Stored data:
PR #671, opened 2022-11-28
Refresh theme-liquid-docs on theme-check startup

### LINKED ISSUE #651: [Intelligent code completion] Introduce module to auto refresh `theme-liquid-docs` on `theme-check`
The process of refreshing the `theme-liquid-docs` must follow something like these phases:

- Check if the current schema is outdated and if this check has been already run today
  - Part of this effort is creating a module to identify if the files are outdated
  - Initial proposal: rely on the latest commit SHA (if we follow this approach, we need to include a SHA at the [release phase](https://github.com/Shopify/theme-check/issues/650))
 
- Download the schema in a temporary directory (asynchronously at the language server startup)
  - Part of this effort is identifying the best approach for downloading it
  - Initial proposal: we shouldn't _depend_ on Git, we may rely Git to download `theme-liquid-docs` and just "fail" gracefully/silently with users that don't have Git (those users will always rely on the bundled version introduced by https://github.com/Shopify/theme-check/issues/650)
 
- Update the `theme-liquid-docs` files in the [/data/shopify_liquid/documentation/](https://github.com/Shopify/theme-check/commit/ee50185d5a2e6285fc49cb9d0d8ede9f3cbddc6d#diff-bc37d034bad564583790a46f19d807abfe519c5671395fd494d8cce506c42947R19) directory
- Reload the `SourceIndex`

mgmanzella:
### Summary

Closes #651  

Refreshes docs async on theme-check startup, after discussing with @karreiro we decided it's out of scope to periodically refresh while theme-check is running

Since this is a medium size PR, I broke this down into 4 commits:
- [Add async download in `SourceManager#refresh` and mechanism to notify `SourceIndex` liquid schema is out of date](https://github.com/Shopify/theme-check/pull/671/commits/b086c47d5f610965c55ff8e686db7f6a6e7899e7)
   - `SourceManager#download_or_refresh` is called in `on_initialized` to download docs async while theme-check loads the existing outdated docs
   - `SourceManager#refresh` downloads updated docs to a temp directory in case the download fails
   - `SourceIndex::FilterState`, `SourceIndex::ObjectState`, and `SourceIndex::TagState` are used to notify `SourceIndex` if a schema is out of date after refresh
   - `SourceManager` marks each liquid schema variable's respective state to "out of date" when updated docs are successfully downloaded
   - `SourceIndex` marks each liquid schema variable's respective state "up to date" when it finishes loading it
- [Tests for SourceIndex state classes and SourceManager#refresh, create helper for shared stubs](https://github.com/Shopify/theme-check/pull/671/commits/fd348e06dc441f73ab137211ebd643d5cbc1e54d)
    - New tests for new state classes and a small refactor to abstract source stubbing into its own helper
- [Cleanup -- fix naming from `test/shopify_liquid/scope_index` to `test/shopify_liquid/source_index/`](https://github.com/Shopify/theme-check/pull/671/commits/63f536336f9672024ac76a4406887776b7ca3da5)
    - Some cleanup since I was already modifying files in this directory, just changes the test directory for source_index class tests 
- [Remove class method mock (Net::HTTP.any_instance), affects other tests](https://github.com/Shopify/theme-check/pull/671/commits/249a66b2f142244ba4fcf4b5bb39cfa46d0c1a2e)
   - Change to fix flaky tests that were failing because of mocking any_instance of Net::HTTP

### Tophatting Steps 
- In your terminal run `rake download_theme_liquid_docs` if you dont have the version of theme-liquid-docs with a revision file
- In your local copy of theme-check, modify SourceManager#refresh to add `sleep(30)` in the thread
- Modify the revision file at `data/shopify_liquid/documentation/latest.json` to change the revision key to "out_of_date_sha"
- Modify the local copy of your docs to change the documentation for a particular object (eg modify `collections` documentation)
- Restart theme-check and open a theme
- Confirm autocomplete still works
- Confirm the docs are downloaded, the revision is updated in latest.json, and the docs are updated in theme-check when using autocomplete


lib/theme_check/shopify_liquid/source_index.rb
```diff
@@ -11,26 +11,49 @@
 require_relative 'source_index/return_type_entry'
 require_relative 'source_index/tag_entry'
 
+require_relative 'source_index/base_state'
+require_relative 'source_index/filter_state'
+require_relative 'source_index/object_state'
+require_relative 'source_index/tag_state'
+
```
karreiro, line 18: We believe we might centralize the require calls here: [`lib/theme_check/shopify_liquid.rb`](https://github.com/Shopify/theme-check/blob/language-server-docs-main/lib/theme_check/shopify_liquid.rb) - I've noticed this pattern after the merge of the `SourceIndex` PR 😅

lib/theme_check/shopify_liquid/source_manager.rb
```diff
@@ -9,31 +15,68 @@ module SourceManager
...
         end
       end
 
-      def local_path(file_name)
-        documentation_directory + "#{file_name}.json"
+      def refresh
+        return unless refresh_needed?
+
+        @refresh_thread = Thread.new do
+          tmp_dir = Dir.mktmpdir
```
karreiro, line 36: Personally, I'd pass a block (`Dir.mktmpdir { |tmp_dir| ... }`), so `tmpdir` takes care of removing the temporary directory for us :)

lib/theme_check/shopify_liquid/source_manager.rb
```diff
@@ -9,31 +15,68 @@ module SourceManager
...
         required_file_names.each do |file_name|
-          download_file(local_path(file_name), remote_path(file_name))
+          download_file(local_path(file_name, destination), remote_path(file_name))
         end
       end
 
-      def local_path(file_name)
-        documentation_directory + "#{file_name}.json"
+      def refresh
+        return unless refresh_needed?
```
karreiro, line 33: I've noticed some delay in the first code completion. We might avoid that by moving this check into the thread below:

```ruby
def refresh
  @refresh_thread = Thread.new do
    if refresh_needed?
      tmp_dir = Dir.mktmpdir

      begin
        download(Pathname.new(tmp_dir))
        FileUtils.cp_r("#{tmp_dir}/.", documentation_directory)

        mark_all_indexes_outdated
      ensure
        FileUtils.remove_entry(tmp_dir)
      end
    end
  end
end
```

It's a bit uglier :( but I believe it worths as it unblocks the language server :)

karreiro (commented):
Thank you, @mgmanzella! Excellent stuff 🚀 

I've left just some minor comments, please, let me know what you think about them :)

lib/theme_check/shopify_liquid/source_manager.rb
mgmanzella: i suspect ill have to do something [like this](https://github.com/Shopify/theme-check/blob/main/lib/theme_check/remote_asset_file.rb#L34-L37) where i use `Net::HTTP.get(uri)` directly

lib/theme_check/shopify_liquid/source_manager.rb
```diff
@@ -1,81 +1,110 @@
...
-
-      def download_or_refresh_files
-        if has_required_files?
-          # TODO: https://github.com/Shopify/theme-check/issues/651
-          #
-          # Refresh files if they exist locally
-        else
-          download
+    class SourceManager
+      REQUIRED_FILE_NAMES = %i(filters objects tags latest).freeze
```
Poitrin, line 10: /nit – I have "Format on save" activated and it transforms me this line into
`REQUIRED_FILE_NAMES = [:filters, :objects, :tags, :latest].freeze`
Not sure where this rule is defined though, Rubocop doesn't complain :)

lib/theme_check/shopify_liquid/source_index.rb
```diff
@@ -3,50 +3,52 @@
...
         private
 
         def load_file(file_name)
-          read_json(SourceManager.local_path(file_name))
+          read_json(local_path(file_name))
         end
 
-        def read_json(path)
-          SourceManager.download_or_refresh_files
+        def local_path(file_name)
```
Poitrin, line 41: `SourceManager.local_path` only builds the path to `file_name`.
`local_path` in _this_ class however also might download some files.
Therefore, I would rename this method.

lib/theme_check/shopify_liquid/source_manager.rb
```diff
@@ -1,81 +1,110 @@
...
 
-        URI.parse(remote).open.read
-      end
+          revision(local_latest_content) != revision(remote_latest_content)
+        end
 
-      def destination_exist?
-        documentation_directory.exist?
-      end
+        def revision(json_content)
```
Poitrin, line 66: I'm not sure about `!` conventions, but if this method can raise an error, we might rename it to `revision!` ? :D

Poitrin (approved):
🎩 ing passed ✅ 
I just have some nitpicks/remarks :)

lib/theme_check/shopify_liquid/source_manager.rb
mgmanzella: so im hesitant to do this because raising an error here isn't necessarily dangerous in theme-check? refresh erroring out will prevent doc updates but the user will still be able to use theme-check (and even code completion) 😄 

also for internal errors, we need to raise in order to send a message to the client that something went wrong (they're caught and sent [here](https://github.com/Shopify/theme-check/blob/main/lib/theme_check/language_server/server.rb#L142-L149) but the handler keeps chugging along 😎 )

lib/theme_check/shopify_liquid/source_index.rb
Poitrin: I think that `local_path!` is a better name :+1:

I was just wondering if we could write
```
def load_file(file_name)
  SourceManager.download unless SourceManager.has_required_files?
  read_json(SourceManager.local_path(file_name))
end
```
instead and remove the `local_path!` method?

Or do we need it for testing purposes?

Poitrin (approved):
Thanks for your changes and feedback, LGTM!

Issue #679, opened 2022-12-12
[Intelligent Code Completion] Suggestions drop down stuck in `Loading...` state when using assign


mgmanzella:
**Describe the bug**

When trying to assign a variable in liquid, suggestions for an object never load. This only seems to happen when using intelligent code completion with `assign` and then it causes autocomplete to fail for other objects afterwards 

**Expected**

When using assign, suggestions drop down is loaded with relevant functions associated with the object 

**Actual**

The suggestions drop down never loads with assign

To reproduce:
- Open a theme and a liquid file
- Type `{{ product.collections }}`
- In a new line type `{% assign p = █ %}` and at the cursor press `Ctrl - Space`
- Confirm no suggestions are listed and the menu stays in a `Loading...` state
- Confirm you can't trigger anymore intelligent code complete suggestions in the file

![Screenshot 2022-12-12 at 2 25 33 PM](https://user-images.githubusercontent.com/18431672/207136116-8ece5b8f-9ec6-419f-90aa-b9c6a7891c7e.png)

**Stack trace**
None that I can see in the debug log file

**Debugging information**
- OS [e.g. Windows, Mac, Linux] - Mac OS Ventura Version 13.0
- Version (output of `theme-check --version` in a terminal) - 1.12.0

PR #680, opened 2022-12-13
Fix scenarios involving circular references

karreiro:
Fixes https://github.com/Shopify/theme-check/issues/679

The `VariableLookupFinder` was falling in an infinite loop in scenarios involving circular references, which was affecting future completion requests.

**Before**:

**After**:


Poitrin (approved):
Fantastic fix!
I can confirm that your changes have solved the issue.
→ LGTM!

Issue #676, opened 2022-12-09
[UX] Suggest _deprecated_ filters for input type `variable` (so prominently)?


Poitrin:
**Is your feature request related to a problem? Please describe.**
Developers might wonder why they get suggested _deprecated_ filters for input type `variable` for integers and other object types.

<img width="400" alt="Screenshot 2022-12-08 at 12 25 09 PM" src="https://user-images.githubusercontent.com/18431672/206521436-6c73ef6c-a80e-4048-b911-d9c473cb3126.png">

**Describe the solution you'd like**
_In general, it should be a solution that most of our developers prefer._

_Suggestion:_ We update the docs so that the 4 aforementioned deprecated filters get the input type `image` instead. That way, they are only suggested when working with `image`s like `article.image`.

**Describe alternatives you've considered**
1. Hide all deprecated filters. (Or at least deprecated `variable` filters.)
2. Sort deprecated variable suggestions to the bottom

**Additional context**
- https://github.com/Shopify/theme-check/pull/669#issuecomment-1343995170

PR #688, opened 2022-12-15
Suggest deprecated completion items at the end of the list

karreiro:
Fixes https://github.com/Shopify/theme-check/issues/676

This PR handles deprecated completion items into the proper completion providers.

demo_

### DIFF
--- a/lib/theme_check/language_server/completion_provider.rb
+++ b/lib/theme_check/language_server/completion_provider.rb
@@ -38,6 +38,16 @@ module ThemeCheck
           },
         }
       end
+
+      def deprecated_hash(entry)
+        return {} unless entry
+        return { sortText: entry.name } unless entry.deprecated?
+
+        {
+          tags: [CompletionItemTag::DEPRECATED],
+          sortText: "~#{entry.name}",
+        }
+      end
     end
   end
 end
--- a/lib/theme_check/language_server/completion_providers/object_completion_provider.rb
+++ b/lib/theme_check/language_server/completion_providers/object_completion_provider.rb
@@ -22,12 +22,14 @@ module ThemeCheck
 
       private
 
-      def object_to_completion(object)
-        content = ShopifyLiquid::Documentation.object_doc(object)
+      def object_to_completion(object_name)
+        object = ShopifyLiquid::SourceIndex.objects.find { |entry| entry.name == object_name }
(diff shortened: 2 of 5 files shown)


lib/theme_check/language_server/completion_providers/object_completion_provider.rb
```diff
@@ -22,12 +22,14 @@ def partial(variable_lookup)
 
       private
 
-      def object_to_completion(object)
-        content = ShopifyLiquid::Documentation.object_doc(object)
+      def object_to_completion(object_name)
```
Poitrin, line 25: In `def completions`, you call `ShopifyLiquid::Object.labels` which runs `SourceIndex.objects.map(&:name)`.
And then here, you call `ShopifyLiquid::SourceIndex.objects.find`.

Why not call `SourceIndex.objects` directly then, `.select { |w| w.name.start_with?(partial(variable_lookup)) }`, and give the whole object as a parameter to `object_to_completion`, so that no `.find` operation needs to be made?

lib/theme_check/language_server/completion_provider.rb
```diff
@@ -38,6 +38,16 @@ def doc_hash(content)
           },
         }
       end
+
+      def deprecated_hash(entry)
```
Poitrin, line 42: When I read `deprecated_hash`, it sounds as if the hash is _always_ deprecated / as if the method would _always_ mark the hash as deprecated.
But this method feels more like `format_hash`, `format_hash_to_language_server_protocol`, `transform_hash`, …
WDYT?

Poitrin (commented):
I'm pretty sure that this will result in a much nicer DX!

I just have some comments :)

lib/theme_check/language_server/completion_provider.rb
karreiro: Excellent catch!! 🔥🔥🚀

Now, we're no longer missing `discount`:

image

lib/theme_check/language_server/completion_providers/object_completion_provider.rb
karreiro: Excellent catch!! 🔥🔥🚀

Now, we're no longer missing `discount`:

image

karreiro:
Thank you, @Poitrin! Excellent refactoring suggestions, I've applied them in a new commit :)

PR #692, opened 2022-12-16
Fix theme liquid docs 17

Poitrin:


karreiro (approved):
Thank you, @Poitrin! 🚀 Nice stuff :)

### EXERCISE REQUIREMENTS
Once you have counted the lines above that hold the word "never", report only that total.

### RESULT OF THE TASK
2